STRICT RULES RESULT IN NARROW-BREADTH CLAIMS

But obtaining an invention patent is far from easy, and it's much more difficult than China's oft-maligned design and utility patents (which have a low threshold for inventiveness). For one, it can take three to five years for a biomedicine invention patent to be granted.

But both Liu and Lin said China's patent laws have harmonized with international norms. "They pretty much follow the wording of the European rules but interpret it a bit more strictly," Lin said.

"I think that the patent system and the Chinese patent law work reasonably well for biopharma invention," concurred Liu. "The Chinese patent office simply has an extremely rigid rule regarding data support at the time of filing, which results in restricted breadth of claims."

"The same application may get very broad claims in the U.S., moderate coverage in the EU, but in China they will only get coverage for whatever the example shows works," said Lin. "That is part of the problem that westerners feel in China; 'Yes, I can get my patent granted, but it may not be worth anything.'"

Lin points to the philosophical roots of the legal system when asked why the government is so reluctant to grant more broad claims. He said it is important to remember that "typical socialist thinking is everything is owned by the state for the good of the people."

"In China, the language says the government may grant you a patent," he explains. "It is a semantic distinction; basically, it means legally the burden of proof is on the applicant to show they have an invention."

In comparison, in the U.S., the burden of proof is with the examiner to show that an invention is not patentable.

Liu, who assisted Generon with that company's patent portfolio, found that, "in China, the tendency is for the patent office to restrict the genus claim, and it is extremely hard to get a broad genus claim if you only have data to show that a few of the species may have medical use."

While it is still early days in China's innovative drug space, it is not hard to extrapolate the downside for innovators and upside for would-be copycats once a narrow patent is published, which occurs after 18 months.

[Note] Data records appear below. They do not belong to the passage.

PR #720, opened 2023-04-10
bug(dataloader): use dataloaders for tags by ItemId to avoid n+1 problem

cmharlow:
## Goal

Sets up some problematic, db-querying functions - see description in [ticket here](https://getpocket.atlassian.net/browse/INFRA-1056) - to use a dataloader (without cache enabled, as mutations rely on this codepath at times) to leverage the simplest form of batching. This batching groups the multiple tags per ItemId database queries into 1 tags per ItemIds query (using an `itemId in` versus `itemId = ` sql query for batching). This then cuts down on the used database connections, helping with the original error that's been plaguing list-api - out of connections when trying to get all tags for all items for a given user.

This only uses a Tags-specific dataloader for tagsByItemIds for now - while there are other Tags dataloaders (for tags by id, tags by name), those aren't used yet. This doesn't add a dataloader for Tags by User Id yet, but that could be a next step (we'd need to mix the existing pagination pattern with the desired dataloader pattern - probably not too hard, but more cognitive load than desired for this first PR).

The dataloaders are left in / added to the dataloaders subdir. The tags by Item Ids dataloader works for SavedItem & PocketSave entities. We'll probably want to refactor where what code lives to start to align the models - dataservice patterns set up for PocketSave to encompass dataloaders, but this PR doesn't do that. 

Adds / updates some tests to better capture the dataloader is being used & the batch functions added work as expected.

Makes the database query return distinct Tags (as multiple Item Ids could return the same Tags, and we don't expect duplicate Tags beyond the Data Service layer yet, so handling deduping there via SQL via knex).

For some reason, SavedItem mutations that require a tags lookup will pass the Item ID as an int instead of a string, so also ensure the batch tags function forced ItemIDs to string in the filtering step.

Adds a basic dataloader max batch size function to avoid sending the database queries that return massive responses. Expect this will be tweaked as we see this in action. Also adds a comment for doing our own scheduling of the batch runs - [instead of the default action that will occur with this PR as is](https://github.com/graphql/dataloader/#batch-scheduling) - for future discussion. Played with this a bit, but testing timeouts make me want to revisit this when we have better sense of desired and expected latencies here.

## References

Jira ticket:
* https://getpocket.atlassian.net/browse/INFRA-1056

### DIFF
--- a/src/config/index.ts
+++ b/src/config/index.ts
@@ -16,31 +16,6 @@ export default {
     environment: process.env.NODE_ENV || 'development',
     depthLimit: 8,
   },
-  events: {
-    source: serviceName, // TODO - ok to change from 'backend-php'?
-    version: '0.0.2', // TODO - version currently in documentation
-  },
-  data: {
-    // A suffix that ensures the tag ID is never an empty string,
-    // because there are empty tag strings in the DB
-    tagIdSuffix: '__xpktxtagx__',
-  },
-  awsEnvironments,
-  snowplow: {
-    endpoint: process.env.SNOWPLOW_ENDPOINT || 'localhost:9090',
-    httpProtocol: snowplowHttpProtocol,
-    bufferSize: 1,
-    retries: 3,
-    appId: 'pocket-backend-list-api',
-    events: EventType,
-    schemas: {
-      listItemUpdate: 'iglu:com.pocket/list_item_update/jsonschema/1-0-1',
-      listItem: 'iglu:com.pocket/list_item/jsonschema/1-0-1',
-      content: 'iglu:com.pocket/content/jsonschema/1-0-0',
-      user: 'iglu:com.pocket/user/jsonschema/1-0-0',
-      apiUser: 'iglu:com.pocket/api_user/jsonschema/1-0-0',
-    },
-  },
   aws: {
     region: process.env.AWS_REGION || 'us-east-1',
     endpoint: localAwsEndpoint,
@@ -86,6 +61,25 @@ export default {
       batchSize: 10,
     },
   },
+  awsEnvironments,
+  batchDelete: {
+    deleteDelayInMilliSec: 500,
+    tablesWithPii: ['item_tags', 'list', 'item_attribution'],
+    tablesWithUserIdAlone: [
+      'list_meta',
+      'items_scroll',
+      'item_ads',
+      'item_time_spent',
+      'item_currently_reading',
+      'list_extras',
+      'list_shares',
+    ],
+  },
+  data: {
+    // A suffix that ensures the tag ID is never an empty string,
+    // because there are empty tag strings in the DB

"You may come out with your blockbuster chemical A, but your competitor will come out with something similar to chemical A, just tweaked a little bit and has similar effects; it is going to be a biosimilar. It is going to be close, but you can't stop them," Lin said. "That is the worst thing for a biotech company: others piggybacking on your R&D where you have spent all your money."

TIME VS. DATA

Both legal experts advocate for having a China-specific patent strategy tailored to a company's specific needs, weighing the scales of taking the time to collect more data to support a broader claim vs. filing quickly to mark territory.

"I have seen patent applications that are 500-600 pages thick. That is going to be convincing to a Chinese examiner, and they are probably going to get a much broader claim for that, but it means they delayed their filing by six months or a year," said Lin.

But what good is a patent if companies can't litigate to protect it?

The good news is that successful patent litigation is on the rise, according to the Thomson Reuters report. In cases where one party is a foreigner in a patent case, the win rate is 75 percent. Lin said that is not surprising since foreigners take litigation very seriously and prepare to win.

For many Chinese companies, litigation may be used as a strategy to distract a competitor or "to use that legal case for pressure or leverage in some other business dispute."

"The other side doesn't really care because the mere filing of the patent litigation has caused the other guy to spend excess resources, or to be distracted and that was the real goal anyway," he said.

That could be a rational strategy. According to the China's IQ report, the average compensation rate in pharmaceutical cases is $30,000. Although the highest category of compensation in China, it is relatively low by international standards.